→ PROBLEM REQUIREMENTS:
Below are lines of data; count those containing the word "procfile" and write nothing but the number.

=== Section Start ===

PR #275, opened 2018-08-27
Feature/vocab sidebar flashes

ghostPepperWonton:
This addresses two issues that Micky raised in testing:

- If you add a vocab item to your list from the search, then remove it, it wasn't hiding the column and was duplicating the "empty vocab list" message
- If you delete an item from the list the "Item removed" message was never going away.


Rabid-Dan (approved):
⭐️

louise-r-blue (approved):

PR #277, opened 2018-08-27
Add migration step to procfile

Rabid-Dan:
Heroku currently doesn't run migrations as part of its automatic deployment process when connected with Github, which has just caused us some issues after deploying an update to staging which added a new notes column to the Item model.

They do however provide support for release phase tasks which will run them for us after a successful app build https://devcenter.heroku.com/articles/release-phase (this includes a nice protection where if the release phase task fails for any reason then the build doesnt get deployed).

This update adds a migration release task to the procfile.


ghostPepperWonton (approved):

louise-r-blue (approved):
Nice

=== Section End ===
=== Section Start ===

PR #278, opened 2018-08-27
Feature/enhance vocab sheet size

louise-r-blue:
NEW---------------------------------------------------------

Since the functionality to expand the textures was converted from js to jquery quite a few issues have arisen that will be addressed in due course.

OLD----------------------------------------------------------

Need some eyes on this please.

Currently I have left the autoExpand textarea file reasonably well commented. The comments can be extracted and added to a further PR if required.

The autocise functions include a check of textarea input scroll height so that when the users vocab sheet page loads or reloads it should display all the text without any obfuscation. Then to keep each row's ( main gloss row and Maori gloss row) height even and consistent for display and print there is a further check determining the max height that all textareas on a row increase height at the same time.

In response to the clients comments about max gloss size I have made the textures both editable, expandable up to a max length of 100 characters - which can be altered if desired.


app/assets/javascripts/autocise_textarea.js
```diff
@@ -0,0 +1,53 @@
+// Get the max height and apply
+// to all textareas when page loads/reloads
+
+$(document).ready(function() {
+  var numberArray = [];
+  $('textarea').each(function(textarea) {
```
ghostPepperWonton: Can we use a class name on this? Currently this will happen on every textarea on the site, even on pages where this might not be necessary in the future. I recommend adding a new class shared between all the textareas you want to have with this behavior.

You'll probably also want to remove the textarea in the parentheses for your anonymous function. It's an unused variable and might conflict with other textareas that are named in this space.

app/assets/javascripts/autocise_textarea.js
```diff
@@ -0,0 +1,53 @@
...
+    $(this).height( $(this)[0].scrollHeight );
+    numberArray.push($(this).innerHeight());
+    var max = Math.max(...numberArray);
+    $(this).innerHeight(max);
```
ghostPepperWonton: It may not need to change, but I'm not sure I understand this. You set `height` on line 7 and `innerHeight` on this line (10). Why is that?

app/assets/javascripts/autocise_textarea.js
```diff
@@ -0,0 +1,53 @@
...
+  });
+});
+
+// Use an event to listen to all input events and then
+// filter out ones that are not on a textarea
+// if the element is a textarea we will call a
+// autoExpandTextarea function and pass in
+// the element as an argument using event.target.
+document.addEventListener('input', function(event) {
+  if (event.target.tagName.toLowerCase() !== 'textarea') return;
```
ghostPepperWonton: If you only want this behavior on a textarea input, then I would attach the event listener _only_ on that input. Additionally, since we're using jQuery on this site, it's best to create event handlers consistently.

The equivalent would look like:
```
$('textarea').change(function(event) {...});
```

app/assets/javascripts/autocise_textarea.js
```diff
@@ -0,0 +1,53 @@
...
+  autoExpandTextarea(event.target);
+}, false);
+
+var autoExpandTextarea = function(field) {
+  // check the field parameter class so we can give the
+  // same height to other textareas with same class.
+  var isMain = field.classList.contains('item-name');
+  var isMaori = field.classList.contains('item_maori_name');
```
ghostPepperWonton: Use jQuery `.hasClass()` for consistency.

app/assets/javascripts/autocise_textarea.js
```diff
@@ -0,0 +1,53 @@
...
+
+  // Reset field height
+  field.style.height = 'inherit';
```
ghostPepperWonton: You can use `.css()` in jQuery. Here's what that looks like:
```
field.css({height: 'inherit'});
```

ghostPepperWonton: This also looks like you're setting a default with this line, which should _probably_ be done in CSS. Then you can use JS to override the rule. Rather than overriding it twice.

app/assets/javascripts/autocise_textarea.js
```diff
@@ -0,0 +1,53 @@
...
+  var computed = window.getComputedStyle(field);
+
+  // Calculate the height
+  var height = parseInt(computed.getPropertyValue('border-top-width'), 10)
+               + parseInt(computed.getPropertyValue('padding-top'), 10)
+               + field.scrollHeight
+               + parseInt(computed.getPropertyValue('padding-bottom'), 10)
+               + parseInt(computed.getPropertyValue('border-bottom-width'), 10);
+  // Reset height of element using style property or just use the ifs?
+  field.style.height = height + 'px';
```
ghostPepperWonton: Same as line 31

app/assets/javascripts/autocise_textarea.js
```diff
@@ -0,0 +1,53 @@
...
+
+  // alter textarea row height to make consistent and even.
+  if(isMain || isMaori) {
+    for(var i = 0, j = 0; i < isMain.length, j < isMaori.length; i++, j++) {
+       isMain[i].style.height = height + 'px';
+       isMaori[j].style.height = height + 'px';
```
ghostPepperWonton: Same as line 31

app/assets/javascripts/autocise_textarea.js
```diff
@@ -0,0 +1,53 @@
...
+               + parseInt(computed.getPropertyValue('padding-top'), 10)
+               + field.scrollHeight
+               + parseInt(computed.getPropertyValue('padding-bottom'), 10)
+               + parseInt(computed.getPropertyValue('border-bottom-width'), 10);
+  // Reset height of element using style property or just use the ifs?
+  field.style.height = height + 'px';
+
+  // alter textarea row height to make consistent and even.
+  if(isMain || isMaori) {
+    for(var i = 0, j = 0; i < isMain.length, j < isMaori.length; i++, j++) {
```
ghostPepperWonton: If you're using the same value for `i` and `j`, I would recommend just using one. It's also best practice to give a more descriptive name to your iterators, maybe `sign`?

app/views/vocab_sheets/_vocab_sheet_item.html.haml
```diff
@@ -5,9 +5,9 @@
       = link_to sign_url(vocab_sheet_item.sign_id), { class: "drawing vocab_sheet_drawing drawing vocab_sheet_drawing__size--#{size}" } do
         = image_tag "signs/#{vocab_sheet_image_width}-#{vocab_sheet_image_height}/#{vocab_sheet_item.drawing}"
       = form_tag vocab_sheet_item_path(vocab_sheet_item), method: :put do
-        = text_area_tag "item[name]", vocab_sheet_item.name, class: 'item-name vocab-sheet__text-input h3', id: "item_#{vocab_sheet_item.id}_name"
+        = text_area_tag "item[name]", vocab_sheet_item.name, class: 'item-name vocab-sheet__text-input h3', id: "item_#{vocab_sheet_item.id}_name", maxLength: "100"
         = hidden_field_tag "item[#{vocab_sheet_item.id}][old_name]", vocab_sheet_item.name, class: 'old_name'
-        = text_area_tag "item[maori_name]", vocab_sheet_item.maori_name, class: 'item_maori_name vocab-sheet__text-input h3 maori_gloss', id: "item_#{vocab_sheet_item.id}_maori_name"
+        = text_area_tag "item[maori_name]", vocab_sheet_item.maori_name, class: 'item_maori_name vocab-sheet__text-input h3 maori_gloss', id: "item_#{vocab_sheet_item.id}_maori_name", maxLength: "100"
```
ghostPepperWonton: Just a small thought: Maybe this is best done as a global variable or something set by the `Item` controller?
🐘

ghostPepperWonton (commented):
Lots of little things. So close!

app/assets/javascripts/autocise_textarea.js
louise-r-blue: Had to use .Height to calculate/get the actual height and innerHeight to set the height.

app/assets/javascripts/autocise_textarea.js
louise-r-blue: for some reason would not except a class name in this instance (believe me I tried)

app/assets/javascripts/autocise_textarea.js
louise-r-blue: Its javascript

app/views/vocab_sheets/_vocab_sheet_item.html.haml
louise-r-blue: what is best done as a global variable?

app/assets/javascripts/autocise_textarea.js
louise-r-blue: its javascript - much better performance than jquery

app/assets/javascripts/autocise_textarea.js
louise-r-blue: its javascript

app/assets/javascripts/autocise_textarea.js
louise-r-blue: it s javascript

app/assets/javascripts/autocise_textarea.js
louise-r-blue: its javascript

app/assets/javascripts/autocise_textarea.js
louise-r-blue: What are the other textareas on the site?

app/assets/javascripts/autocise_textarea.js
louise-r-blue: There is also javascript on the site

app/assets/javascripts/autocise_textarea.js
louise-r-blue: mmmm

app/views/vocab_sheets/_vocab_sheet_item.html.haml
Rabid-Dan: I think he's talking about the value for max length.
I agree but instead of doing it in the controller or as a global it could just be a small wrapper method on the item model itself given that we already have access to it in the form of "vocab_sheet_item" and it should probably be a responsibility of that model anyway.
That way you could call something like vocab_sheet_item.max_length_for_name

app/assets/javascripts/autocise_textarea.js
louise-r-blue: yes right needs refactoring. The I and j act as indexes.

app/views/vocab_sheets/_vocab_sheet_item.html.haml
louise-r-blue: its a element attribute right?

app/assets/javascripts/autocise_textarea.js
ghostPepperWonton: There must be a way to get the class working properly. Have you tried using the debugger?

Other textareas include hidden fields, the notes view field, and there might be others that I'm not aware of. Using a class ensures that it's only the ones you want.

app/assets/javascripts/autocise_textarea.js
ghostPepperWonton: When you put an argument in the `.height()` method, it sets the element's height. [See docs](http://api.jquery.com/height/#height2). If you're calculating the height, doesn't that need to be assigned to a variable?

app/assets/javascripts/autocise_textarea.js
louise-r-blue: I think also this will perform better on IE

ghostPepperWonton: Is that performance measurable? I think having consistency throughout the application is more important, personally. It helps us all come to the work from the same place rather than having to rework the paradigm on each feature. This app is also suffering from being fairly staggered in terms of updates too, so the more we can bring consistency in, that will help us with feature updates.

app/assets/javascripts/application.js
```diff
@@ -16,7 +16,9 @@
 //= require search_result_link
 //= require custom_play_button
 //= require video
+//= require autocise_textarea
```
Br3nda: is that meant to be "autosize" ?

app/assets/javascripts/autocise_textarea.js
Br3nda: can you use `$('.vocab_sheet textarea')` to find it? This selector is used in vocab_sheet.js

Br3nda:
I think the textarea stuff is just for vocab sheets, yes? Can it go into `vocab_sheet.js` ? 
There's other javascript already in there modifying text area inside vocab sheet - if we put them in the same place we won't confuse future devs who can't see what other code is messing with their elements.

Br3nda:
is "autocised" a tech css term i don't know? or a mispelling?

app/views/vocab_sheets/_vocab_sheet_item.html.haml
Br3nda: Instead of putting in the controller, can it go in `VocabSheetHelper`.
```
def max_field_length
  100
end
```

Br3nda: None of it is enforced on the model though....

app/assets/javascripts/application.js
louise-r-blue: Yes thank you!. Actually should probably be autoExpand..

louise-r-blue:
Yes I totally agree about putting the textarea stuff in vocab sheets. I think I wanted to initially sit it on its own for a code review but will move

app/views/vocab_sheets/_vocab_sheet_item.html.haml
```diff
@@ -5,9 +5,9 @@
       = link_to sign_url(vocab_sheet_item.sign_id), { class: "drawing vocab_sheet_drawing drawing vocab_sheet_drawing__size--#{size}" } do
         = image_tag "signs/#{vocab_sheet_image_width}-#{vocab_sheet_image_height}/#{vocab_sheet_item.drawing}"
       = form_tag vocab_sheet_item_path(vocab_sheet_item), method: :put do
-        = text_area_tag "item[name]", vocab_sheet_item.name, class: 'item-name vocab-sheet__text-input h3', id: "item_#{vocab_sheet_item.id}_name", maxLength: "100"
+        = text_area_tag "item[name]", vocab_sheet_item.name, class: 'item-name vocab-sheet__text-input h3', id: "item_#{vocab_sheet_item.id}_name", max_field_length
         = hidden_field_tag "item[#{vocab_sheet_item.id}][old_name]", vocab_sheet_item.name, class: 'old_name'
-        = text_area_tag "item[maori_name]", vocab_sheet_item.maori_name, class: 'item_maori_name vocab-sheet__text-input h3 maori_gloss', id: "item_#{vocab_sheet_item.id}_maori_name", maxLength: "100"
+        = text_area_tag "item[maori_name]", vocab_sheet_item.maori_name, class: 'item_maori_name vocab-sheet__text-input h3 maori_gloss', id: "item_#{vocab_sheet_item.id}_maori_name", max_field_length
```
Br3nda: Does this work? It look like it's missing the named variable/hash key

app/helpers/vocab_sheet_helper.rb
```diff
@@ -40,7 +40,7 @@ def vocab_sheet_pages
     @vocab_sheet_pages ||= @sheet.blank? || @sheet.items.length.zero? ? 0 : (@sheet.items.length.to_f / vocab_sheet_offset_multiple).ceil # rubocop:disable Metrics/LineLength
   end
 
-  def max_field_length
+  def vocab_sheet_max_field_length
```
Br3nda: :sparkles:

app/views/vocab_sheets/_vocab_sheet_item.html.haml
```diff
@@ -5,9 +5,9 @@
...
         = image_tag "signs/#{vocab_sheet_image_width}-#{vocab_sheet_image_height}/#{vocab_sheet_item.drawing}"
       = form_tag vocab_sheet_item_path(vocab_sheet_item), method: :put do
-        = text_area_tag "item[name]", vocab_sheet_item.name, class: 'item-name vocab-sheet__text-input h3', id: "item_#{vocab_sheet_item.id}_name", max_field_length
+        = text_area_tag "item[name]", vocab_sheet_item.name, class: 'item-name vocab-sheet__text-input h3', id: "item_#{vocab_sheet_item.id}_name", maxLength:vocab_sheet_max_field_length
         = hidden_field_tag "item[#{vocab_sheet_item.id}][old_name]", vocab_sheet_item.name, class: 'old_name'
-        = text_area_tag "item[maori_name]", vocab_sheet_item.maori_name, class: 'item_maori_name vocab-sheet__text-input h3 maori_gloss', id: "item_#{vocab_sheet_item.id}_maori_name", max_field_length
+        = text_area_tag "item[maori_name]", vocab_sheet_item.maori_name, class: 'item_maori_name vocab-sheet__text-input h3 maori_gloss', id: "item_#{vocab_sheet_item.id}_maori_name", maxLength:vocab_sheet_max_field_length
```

=== Section End ===

→ ANSWER SECTION:
2